Guarantees are method-specific and assumption-specific.

- **Proven FDR/FWER guarantees** are provided where the algorithm and parameter regime match published theory.
- **Parity methods** align behavior with the `onlineFDR` reference implementation for overlapping scope.
- **Extension/experimental methods** are documented explicitly and should not be interpreted as universally guaranteed.

See the full matrix: `docs/theory/guarantee_matrix.md`.

## onlineFDR Parity and Differences

This package is grounded against Bioconductor `onlineFDR` release semantics for
overlapping procedures (see `docs/user_guide/onlinefdr_parity.md`).

- **Parity**: ADDIS, SAFFRON, LORD family variants, LOND, Alpha-investing,
Alpha-spending, online-fallback, BatchBH, BatchPRDS, BatchStoreyBH.
- **Intentional API divergence**: true stateful `test_one`/`test_batch`
interface instead of wrapper-style dataset reprocessing.
- **Not currently mirrored**: internal same-date randomization and
asynchronous `*star` wrappers from the R ecosystem.

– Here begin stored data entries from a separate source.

PR #5528, opened 2021-02-05
ipatests: ipactl status now exits with 3 when a service is stopped

flo-renaud:
ipatests: ipactl status now exits with 3 when a service is stopped
    
Some tests are individually stopping a service and call
ipactl status to ensure it is stopped. They need to use
run_command with raiseonerr=False as ipactl status now
exits with 3 when one of the IPA services is down
(since commit 928ab51).
    
Related: https://pagure.io/freeipa/issue/8588

### DIFF
--- a/ipatests/test_integration/test_replica_promotion.py
+++ b/ipatests/test_integration/test_replica_promotion.py
@@ -702,7 +702,7 @@ class TestReplicaInstallCustodia(IntegrationTest):
         tasks.install_replica(master, replica1, setup_ca=False)
         replica1.run_command(['ipactl', 'status'])
         replica1.run_command(['systemctl', 'stop', 'ipa-custodia'])
-        replica1.run_command(['ipactl', 'status'])
+        replica1.run_command(['ipactl', 'status'], raiseonerr=False)
 
         # Install Replica2 with CA with source as Replica1.
         tasks.install_replica(replica1, replica2, setup_ca=True)
--- a/ipatests/test_integration/test_installation.py
+++ b/ipatests/test_integration/test_installation.py
@@ -1481,7 +1481,7 @@ class TestInstallReplicaAgainstSpecificServer(IntegrationTest):
         self.replicas[0].run_command('systemctl stop ipa-custodia.service')
 
         # check if custodia service is stopped
-        cmd = self.replicas[0].run_command('ipactl status')
+        cmd = self.replicas[0].run_command('ipactl status', raiseonerr=False)
         assert 'ipa-custodia Service: STOPPED' in cmd.stdout_text
 
         try:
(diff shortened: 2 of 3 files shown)


flo-renaud:
The test failures can be seen in PR #[692](https://github.com/freeipa-pr-ci2/freeipa/pull/692) [testing_master_previous]:
- test_installation_TestInstallReplicaAgainstSpecificServer: [report](http://freeipa-org-pr-ci.s3-website.eu-central-1.amazonaws.com/jobs/9c79f2f2-674b-11eb-9369-fa163e5185d3/report.html)
- test_replica_promotion_TestReplicaInstallCustodia: [report](http://freeipa-org-pr-ci.s3-website.eu-central-1.amazonaws.com/jobs/d7a4c208-6750-11eb-a776-fa163e6c3b05/report.html)

ipatests/test_integration/test_replica_promotion.py
```diff
@@ -702,7 +702,7 @@ def test_replica_install_for_custodia(self):
         tasks.install_replica(master, replica1, setup_ca=False)
         replica1.run_command(['ipactl', 'status'])
         replica1.run_command(['systemctl', 'stop', 'ipa-custodia'])
-        replica1.run_command(['ipactl', 'status'])
+        replica1.run_command(['ipactl', 'status'], raiseonerr=False)
```
rcritten, line 706: I realize you're just fixing the failure but I'm having a hard time understanding the purpose of this test.

Ostensibly it is testing that keys can be retrieved according to https://github.com/freeipa/freeipa/commit/dcaa62f6a4e0a57de9d0affda584a27539bc4a36

But since this server doesn't have a CA the replica installer will pick the first server as the ca_host and completely avoid the second one. I guess this is reinforced by the fact that custodia is stopped and the install is still successful, but that is a pretty subtle difference.

Either way the ipactl status on lines 703 and 705 aren't really needed and don't really do anything other than check that 1) after an IPA installation all services are running and 2) ipa-custodia is stoppable.

flo-renaud: IIRC during replica installation, the replica could be talking to custodia on 2 different masters if the selected master did not host a CA instance. The test wanted to make sure that all communications went to the same custodia instance.
I agree with you that the ipactl status lines aren't needed, they are just helpful for debugging. I can remove them if you prefer.

rcritten: Yeah, I can see it being helpful during troubleshooting. In that light it's fine with your change.

flo-renaud:
I added a new fix in line [489](https://github.com/freeipa/freeipa/pull/5528/files#diff-a03c8613b33ba79f0d7ba6db263a495631e47bc2e730adecda3e52e0b6aa1993R489) of test_ipahealthcheck.py : same issue with a call to ipactl status when one service is stopped.
=> Removing the ACK and waiting for someone to review this new diff.

fcami (approved):
ACK, the new change makes sense, thanks for the catch.

flo-renaud:
master:

* 610d542c0eba50890aac9dad79d283828644597c ipatests: ipactl status now exits with 3 when a service is stopped

PR #5531, opened 2021-02-08
Set the ACME baseURL in order to pin a client to a single IPA server

rcritten:
ACME uses nonce values to prevent replay attacks. Since the
ipa-ca name can go to any of the IPA servers in order to verify the
nonce the servers need to know the value that was set which
relies on replication. Sometimes the client is faster than
replication so a request can fail.

This change returns the baseURL to the client as the name of the
ACME server during discovery which should pin all requests to this
one IPA server and alleviate the replication issue.

### DIFF
--- a/install/share/pki-acme-configsources.conf.template
+++ b/install/share/pki-acme-configsources.conf.template
@@ -1,2 +1,3 @@
+# VERSION 2 - DO NOT REMOVE THIS LINE
 engine.class=org.dogtagpki.acme.server.ACMEEngineConfigFileSource
 engine.filename=/etc/pki/pki-tomcat/acme/engine.conf
--- a/install/share/pki-acme-database.conf.template
+++ b/install/share/pki-acme-database.conf.template
@@ -1,3 +1,4 @@
+# VERSION 2 - DO NOT REMOVE THIS LINE
 class=org.dogtagpki.acme.database.LDAPDatabase
 basedn=ou=acme,o=ipaca
 configFile=/etc/pki/pki-tomcat/ca/CS.cfg
--- a/install/share/pki-acme-engine.conf.template
+++ b/install/share/pki-acme-engine.conf.template
@@ -9,3 +9,5 @@ enabled=false
 
 # Whether to accept wildcard DNS identifiers:
 policy.wildcard=false
+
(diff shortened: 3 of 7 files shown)


mrizwan93 (commented):
Could you trigger acme test with this change?

flo-renaud:
Hi @rcritten,

the template is propely used during ipa server installation and the $FQDN replaced with the server name in `/etc/pki/pki-tomcat/acme/engine.conf`.
The patch does not handle upgrade, is it on purpose?

rcritten:
Oh yeah, this is a design oversight. We probably need to version all of these files and re-apply on update if necessary like we do with other configuration files. A most excellent catch.

flo-renaud (commented):
Hi @rcritten 
thanks for the updated patch.
- [x] upgrade from 4.9.1-1 properly adds the new setting in `/etc/pki/pki-tomcat/acme/engine.conf`
- [x] new install properly adds the setting
- [x]  certbot --standalone work. Moreover we can see in /var/log/letsencrypt/letsencrypt.log that the acme server name ipa-ca.$DOMAIN is replaced with the actual server name in subsequent POST requests.

flo-renaud:
Note: I did my tests with pki-server taken from @pki/master repo. Do we need to bump pki version to get compatibility with the new `baseURL` setting in `/etc/pki/pki-tomcat/acme/engine.conf`?

flo-renaud:
@rcritten you can go ahead and remove the temp commit. The temp commit was run with an older pki version (10.10.2, see [installed pkgs](http://freeipa-org-pr-ci.s3-website.eu-central-1.amazonaws.com/jobs/39ded7d8-6c6f-11eb-bb39-fa163ec3b944/installed_packages/installed_packages_master.log.gz)) and it didn't break.

flo-renaud:
ACK for when PRCI completes.

abbra:
master:

* d2d487bcccf6365ad4302106e13d9588722f7b33 Set the ACME baseURL in order to pin a client to a single IPA server
* b1e72cb12e3b0357edfb37652e564529528271a9 Add versions to the ACME config templates and update on upgrade
* 3d2d06719fccd5d42207acceb686edea392b1899 Add some logging around initial ACME deployment

PR #5534, opened 2021-02-08
Add RHEL 9 UI branding patch reference

rcritten:
The UI in RHEL has a different set of logos and different
background colors. Some direct adjustments were made that
are not buildable so apply them as a patch.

### Mandatory Live R Parity Checks

The parity suite compares Python outputs directly against the live R
`onlineFDR` package via `rpy2` (`tests/test_onlinefdr_parity.py`).

Development and CI require all of the following:

- `rpy2` (installed through `uv sync --group dev`)
- A system R installation on PATH
- Bioconductor `onlineFDR` pinned to `2.18.0`
- R `4.5.x` (required for Bioconductor `3.22`)

If any requirement is missing, parity tests fail with setup instructions.
On Ubuntu/WSL, if `rpy2` build fails with `cannot find -ltirpc`, install
`libtirpc-dev`.

In CI, the full suite can run in a containerized R+Python environment through
`.github/workflows/tests-container.yml`, which installs pinned `onlineFDR`
automatically before running `pytest`.
## Acknowledgements

This library is inspired by and validated against the R package [onlineFDR](https://dsrobertson.github.io/onlineFDR/).

**Key differentiator**: This implementation provides a truly online API with `test_one()` method calls, enabling real-time sequential applications (the R onlineFDR package requires pre-collected data).

## License

This project is licensed under the BSD 3-Clause License - see the [LICENSE](LICENSE) file for details.